TASK BRIEF:
Repeat the data that follows, keeping every character intact.

(Excerpts from a dataset)
PR #4594, opened 2025-05-13
Collected small changes

### LINKED ISSUE #4592: [Feature Request] expose `eflag` and `vflag` to C-API for fix external
**Summary**

Currently its not possible to know wheter the virial or energy contributions of a fix external are required for the current timestep, as `eflag` and `vflag` are not exposed through the C-API. Exposing these flags would make it possible to only calculate the energies and virials in the callback in fix external for the timesteps where they are actually needed.

**Detailed Description**

One possible way to do this would be to make `vflag` and `eflag` available through `lammps_extract_setting` or `lammps_extract_global`, if these flags are indeed a global value (which I'm not sure is the case).

Another approach would be to extend the api with functions that may look like this:
```C
double *lammps_fix_external_get_virial_global(void *handle, const char *id, int *vflag_global)
double **lammps_fix_external_get_virial_atom(void *handle, const char *id, int *vflag_atom)
double *lammps_fix_external_get_energy_global(void *handle, const char *id, int *eflag_global)
double *lammps_fix_external_get_energy_atom(void *handle, const char *id, int *eflag_atom)
```
These would then return pointers to `user_virial`, `vatom`, `user_energy`, and `eatom`, respectively, and also set the corresponding flag. This would also eliminate a few unecessary copy operations.

akohlmey:
**Summary**

This pull request combines multiple small changes and fixes that don't justify a pull request on their own.

**Related Issue(s)**

Closes #4592
Closes #4595 

**Author(s)**

Axel Kohlmeyer, Temple U

**Licensing**

**Backward Compatibility**

The sign of *dx*, *dy*, and *dz* in `compute bond/local` and `compute pair/local` is no longer determined by their atom IDs but by their order in the bond-list or neighbor-list.
This is for consistency with *fx*, *fy*, *fz*. The respective atom IDs can by obtained
with `compute property/local`.

**Implementation Notes**

- make `eflag_global`, `eflag_atom`, `vflag_global`, and `vflag_atom` of the `Update` class accessible through the C-library interface
- enable the PotentialFileReader class to adjust the line buffer size of the internal TextFileReader class instance
- documentation updates
- add section about OPC water model (used by the latest Amber force field revision) to TIP4P howto
- add generic section about conventional force field to BioFF Howto section
- update outdated fix imd examples with GPU acceleration (after being unchanged for 15 years)
- delete a couple assignments to self in KOKKOS
- avoid type clash with constant string argument for some MPI implementations in LATBOLTZ package
- correct check for 32-bit integer overflow in `compute podd/atom`
- includes PR #4595
- remove directionCorrection from `compute bond/local` and `compute pair/local` according to discussion below

**Post Submission Checklist**


akohlmey:
@sjplimp do you think that the patch suggested in https://matsci.org/t/outputs-from-pair-local-command/63507/2 to get a force sign consistent with the distances makes sense to include?

sjplimp:
@akohlmey I see the inconsistency mentioned on MatSci.  But I think it would be better to change dx,dy,dz to be wrt atom I (i,e. distance of atom J from atom I), just like fx,fy,fz are the force on atom I due to atom J.  I don't recall what the motivation was to have dx,dy,dz be the distance from the higher ID to the lower ID.  I.e. remove the "directionCorrection" logic from the current version.  The user can also get the IDs of the I and J atoms in the dump file via compute property/local

akohlmey:
> @akohlmey I see the inconsistency mentioned on MatSci. But I think it would be better to change dx,dy,dz to be wrt atom I (i,e. distance of atom J from atom I), just like fx,fy,fz are the force on atom I due to atom J. I don't recall what the motivation was to have dx,dy,dz be the distance from the higher ID to the lower ID. I.e. remove the "directionCorrection" logic from the current version. The user can also get the IDs of the I and J atoms in the dump file via compute property/local

@sjplimp It looks like you approved it here: https://github.com/lammps/lammps/pull/3032

I guess we need to ask @GenieTim for clarification.

sjplimp:
A better way to say it (e.g. in the doc page) would be that (dx,dy,dz) is the vector displacement = Xi - Xj
force is the magnitude of the force with a sign = positive for repulsion, negative for attraction
(fx,fy,fz) is force*(dx,dy,dz) or effectively the force of atom J on atom I
compute pair/local is coded the same way as all the pair styles (e.g. pair lj/cut), if the directionCorrection is removed

sjplimp:
Looked at the older PR - @GenieTim added (dx,dy,dz) to be like compute bond/local.  But bonds are ID of I < ID of J by construction, not like pair interactions, which come from neigh lists.  So I think making dx,dy,dz and fx,fy,fz be consistent with pair styles is the way to do it.  Also compute pair/local can possibly have the IDs of I,J be the same. which directionCorrection cannot account for consistently.  E.g. if you wanted to compute a virial from the sum of compute pair/local outputs.

sjplimp:
PR #3032 also added dx,dy,dz to compute bond/local and the doc page sentences about lower ID and higher ID to both
pair/local and bond/local. I think that doc page info as well as directionCorrection should be removed from both commands.
Dx,dy,dz and fx,fy,fz will be consistent in both local commands if they are just done the way pair and bond styles do the calculations.  I think the logic to skip duplicate pairs or bonds in both local styles when newton is off, is what confused the issue.

akohlmey:
@sjplimp I've tried to implement your suggestions. Please have another look and suggest corrections where needed.

sjplimp (changes requested):
Code looks perfect - just one comment on the 2 doc pages for pair/local and bond/local

doc/src/compute_bond_local.rst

ANSWER AREA:
PR #4594, opened 2025-05-13
Collected small changes

### LINKED ISSUE #4592: [Feature Request] expose `eflag` and `vflag` to C-API for fix external
**Summary**

Currently its not possible to know wheter the virial or energy contributions of a fix external are required for the current timestep, as `eflag` and `vflag` are not exposed through the C-API. Exposing these flags would make it possible to only calculate the energies and virials in the callback in fix external for the timesteps where they are actually needed.

**Detailed Description**

One possible way to do this would be to make `vflag` and `eflag` available through `lammps_extract_setting` or `lammps_extract_global`, if these flags are indeed a global value (which I'm not sure is the case).

Another approach would be to extend the api with functions that may look like this:
```C
double *lammps_fix_external_get_virial_global(void *handle, const char *id, int *vflag_global)
double **lammps_fix_external_get_virial_atom(void *handle, const char *id, int *vflag_atom)
double *lammps_fix_external_get_energy_global(void *handle, const char *id, int *eflag_global)
double *lammps_fix_external_get_energy_atom(void *handle, const char *id, int *eflag_atom)
```
These would then return pointers to `user_virial`, `vatom`, `user_energy`, and `eatom`, respectively, and also set the corresponding flag. This would also eliminate a few unecessary copy operations.

akohlmey:
**Summary**

This pull request combines multiple small changes and fixes that don't justify a pull request on their own.

**Related Issue(s)**

Closes #4592
Closes #4595 

**Author(s)**

Axel Kohlmeyer, Temple U

**Licensing**

**Backward Compatibility**

The sign of *dx*, *dy*, and *dz* in `compute bond/local` and `compute pair/local` is no longer determined by their atom IDs but by their order in the bond-list or neighbor-list.
This is for consistency with *fx*, *fy*, *fz*. The respective atom IDs can by obtained
with `compute property/local`.

**Implementation Notes**

- make `eflag_global`, `eflag_atom`, `vflag_global`, and `vflag_atom` of the `Update` class accessible through the C-library interface
- enable the PotentialFileReader class to adjust the line buffer size of the internal TextFileReader class instance
- documentation updates
- add section about OPC water model (used by the latest Amber force field revision) to TIP4P howto
- add generic section about conventional force field to BioFF Howto section
- update outdated fix imd examples with GPU acceleration (after being unchanged for 15 years)
- delete a couple assignments to self in KOKKOS
- avoid type clash with constant string argument for some MPI implementations in LATBOLTZ package
- correct check for 32-bit integer overflow in `compute podd/atom`
- includes PR #4595
- remove directionCorrection from `compute bond/local` and `compute pair/local` according to discussion below

**Post Submission Checklist**


akohlmey:
@sjplimp do you think that the patch suggested in https://matsci.org/t/outputs-from-pair-local-command/63507/2 to get a force sign consistent with the distances makes sense to include?

sjplimp:
@akohlmey I see the inconsistency mentioned on MatSci.  But I think it would be better to change dx,dy,dz to be wrt atom I (i,e. distance of atom J from atom I), just like fx,fy,fz are the force on atom I due to atom J.  I don't recall what the motivation was to have dx,dy,dz be the distance from the higher ID to the lower ID.  I.e. remove the "directionCorrection" logic from the current version.  The user can also get the IDs of the I and J atoms in the dump file via compute property/local

akohlmey:
> @akohlmey I see the inconsistency mentioned on MatSci. But I think it would be better to change dx,dy,dz to be wrt atom I (i,e. distance of atom J from atom I), just like fx,fy,fz are the force on atom I due to atom J. I don't recall what the motivation was to have dx,dy,dz be the distance from the higher ID to the lower ID. I.e. remove the "directionCorrection" logic from the current version. The user can also get the IDs of the I and J atoms in the dump file via compute property/local

@sjplimp It looks like you approved it here: https://github.com/lammps/lammps/pull/3032

I guess we need to ask @GenieTim for clarification.

sjplimp:
A better way to say it (e.g. in the doc page) would be that (dx,dy,dz) is the vector displacement = Xi - Xj
force is the magnitude of the force with a sign = positive for repulsion, negative for attraction
(fx,fy,fz) is force*(dx,dy,dz) or effectively the force of atom J on atom I
compute pair/local is coded the same way as all the pair styles (e.g. pair lj/cut), if the directionCorrection is removed

sjplimp:
Looked at the older PR - @GenieTim added (dx,dy,dz) to be like compute bond/local.  But bonds are ID of I < ID of J by construction, not like pair interactions, which come from neigh lists.  So I think making dx,dy,dz and fx,fy,fz be consistent with pair styles is the way to do it.  Also compute pair/local can possibly have the IDs of I,J be the same. which directionCorrection cannot account for consistently.  E.g. if you wanted to compute a virial from the sum of compute pair/local outputs.

sjplimp:
PR #3032 also added dx,dy,dz to compute bond/local and the doc page sentences about lower ID and higher ID to both
pair/local and bond/local. I think that doc page info as well as directionCorrection should be removed from both commands.
Dx,dy,dz and fx,fy,fz will be consistent in both local commands if they are just done the way pair and bond styles do the calculations.  I think the logic to skip duplicate pairs or bonds in both local styles when newton is off, is what confused the issue.

akohlmey:
@sjplimp I've tried to implement your suggestions. Please have another look and suggest corrections where needed.

sjplimp (changes requested):
Code looks perfect - just one comment on the 2 doc pages for pair/local and bond/local

doc/src/compute_bond_local.rst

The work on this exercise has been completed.